摘要：In the present work, a set of ligand- and receptor-based 3D-QSAR models were developed to explore the structure-activity relationship of 109 benzimidazole-based interleukin-2-inducible T-cell kinase (ITK) inhibitors. In order to reveal the requisite 3D structural features impacting the biological activities, a variety of in silico modeling approaches including the comparative molecular field analysis (CoMFA), comparative molecular similarity indices analysis (CoMSIA), docking, and molecular dynamics were applied.

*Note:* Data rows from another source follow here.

PR #4035, opened 2018-04-17
Add docker input server version

### LINKED ISSUE #4029: FeatureRequest: add docker engine version to inputs.docker
Having `docker_version` as a tag in `inputs.docker` would be great.

danielnelson:
closes #4029

### Required for all PRs:

### DIFF
--- a/plugins/inputs/docker/README.md
+++ b/plugins/inputs/docker/README.md
@@ -181,19 +181,24 @@ based on the availability of per-cpu stats on your system.
 - docker (memory_total)
     - unit=bytes
     - engine_host
+    - server_version
 - docker (pool_blocksize)
     - unit=bytes
     - engine_host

The results showed that the ligand-based CoMFA model (Q(2) = 0.552, R-ncv(2) = 0.908, R-pred(2) = 0.787, SEE = 0.252, SEP = 0.558) and CoMSIA model (Q(2) = 0.579, R-ncv(2) = 0.914, R-pred(2) = 0.893, SEE = 0.240, SEP = 0.538) were superior to other models with greater predictive power. In addition, a combined analysis between the 3D contour maps and docking results showed that: (1) Compounds with bulky or hydrophobic substituents near ring D and electropositive or hydrogen acceptor groups around rings C and D could increase the activity. (2) The key amino acids impacting the receptor-ligand interactions in the binding pocket are Met438, Asp500, Lys391, and Glu439. The results obtained from this work may provide helpful guidelines in design of novel benzimidazole analogs as inhibitors of ITK. (c) 2013 Wiley Periodicals, Inc.